If Thomas, Cameron, Cook, and Barnage can stay healthy for another season or two, we'll likely add another 4 players to the true positives, bumping it to a more healthy 40.5% in the validation set. To comment, it's notable the list includes 5 players that spent some time with the Patriots (Gronkowski, Hernandez, Hoomanawanui, Chandler, Bennett). It will be interesting to see if that list grows at all in the coming free-agency period, to confirm my suspicions that the Patriots are systematically better at selecting tight-ends than some other franchises.

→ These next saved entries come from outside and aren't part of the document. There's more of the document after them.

PR #133, opened 2018-11-19
Support for new Registry and MPE Changes

Dinesh2521:
- Removes all the references to Agent and job contracts
- Read the metadata from the registry contract and update the configurations

@vsbogd @astroseger @raamb


blockchain/escrow.go
```diff
@@ -20,6 +20,11 @@ func (processor *Processor) ClaimFundsFromChannel(timeout time.Duration, channel
 		"isSendBack": sendBack,
 	})
 
+	v, r, s, err := ParseSignature(signature)
+	if err != nil {
+		return
```
raamb: We should log the error and return it here

blockchain/ethereum_test_util.go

True Negatives (Failed rule of 15% and GS < 64 at end of the 2016 season):

Year	Name	Bench	MSY%	Age%	SPDScore%	P(starter)
2007	Jonny Harline	15	81.89%	3.02%	31.18%	0.02
2007	Chad Upshaw	16	79.00%	61.29%	19.01%	0.06
2007	Martrez Milner	19	74.67%	66.27%	52.85%	0.13
2007	Joe Newton	20	70.47%	20.34%	18.44%	0.02
2007	Kevin Boss	19	65.88%	43.70%	37.26%	0.05
2007	Daniel Coats	34	63.25%	54.86%	26.43%	0.13
2007	Dante Rosario	20	56.69%	73.62%	46.39%	0.09
2007	Anthony Pudewell	15	41.34%	7.35%	2.85%	0.01
2007	Michael Allan	19	5.25%	15.88%	66.92%	0.01
2008	Evan Moore	16	82.55%	42.13%	21.67%	0.04
2008	Tom Santi	14	74.15%	75.72%	45.44%	0.13
2008	Jermichael Finley	20	71.92%	98.43%	23.57%	0.12
2008	John Carlson	20	67.98%	9.06%	21.29%	0.02
2008	Jacob Tamme	18	64.04%	51.57%	79.85%	0.14
2008	Derek Fine	24	61.42%	2.23%	44.68%	0.06
2008	Joey Haynos	17	58.79%	14.57%	20.72%	0.01
2008	Craig Stevens	27	33.20%	14.96%	93.73%	0.14
2008	Adam Bishop	21	28.74%	25.72%	4.75%	0.02
2008	Brad Cottam	24	17.19%	24.54%	90.87%	0.12
2008	Kolo Kapanui	23	5.38%	3.28%	15.21%	0.01
2009	James Casey	.	90.16%	0.13%	60.27%	0.04
2009	Davon Drew	17	88.45%	25.59%	61.22%	0.09
2009	Bear Pascoe	.	76.90%	49.74%	8.75%	0.02
2009	John Phillips	.	74.80%	89.63%	40.68%	0.12
2009	Shawn Nelson	19	69.69%	18.77%	89.54%	0.10
2009	Kory Sperry	20	63.65%	7.74%	46.77%	0.03
2009	Cornelius Ingram	21	58.14%	10.10%	69.20%	0.12
2009	Jared Bronson	.	50.26%	3.94%	76.43%	0.03
2009	Dan Gronkowski	26	43.83%	4.72%	45.06%	0.05
2009	Anthony Hill	21	36.61%	4.20%	50.38%	0.05
2009	Richard Quinn	24	19.55%	69.42%	48.29%	0.12
2010	Garrett Graham	20	81.76%	13.52%	62.55%	0.06
2010	Tony Moeaki	18	62.47%	60.24%	71.10%	0.13
2010	Colin Peek	19	48.29%	9.97%	14.45%	0.01
2010	Nate Byham	.	46.72%	91.08%	31.37%	0.06
2010	Jim Dray	17	24.80%	42.39%	27.19%	0.02
2010	Mandel Dixon	.	18.64%	20.21%	96.96%	0.03
2010	Fendi Onobun	.	9.45%	23.62%	98.67%	0.03
2010	Brody Eldrige	.	9.32%	53.81%	79.09%	0.04
2011	Lee Smith	25	75.85%	23.36%	24.33%	0.08
2011	Cameron Graham	18	75.46%	80.97%	4.37%	0.06
2011	Schuylar Oordt	18	73.49%	9.45%	89.35%	0.09
2011	Daniel Hardy	18	69.16%	15.49%	53.23%	0.04
2011	Allen Reisner	14	60.89%	71.65%	27.00%	0.06
2011	Weslye Saunders	19	50.13%	79.27%	68.44%	0.14
2011	Charlie Gantt	27	49.48%	35.43%	34.98%	0.08
2011	Larry Donnell	.	35.56%	74.02%	34.60%	0.03

In summary, "all models are wrong, some models are useful", but it appears we've got a fairly useful model that can help separate the chaff from the wheat when it comes to singling out potential long terms starters. NFL franchises, and fantasy football players, should be wary of acquiring prospects that fail our rule of 15%.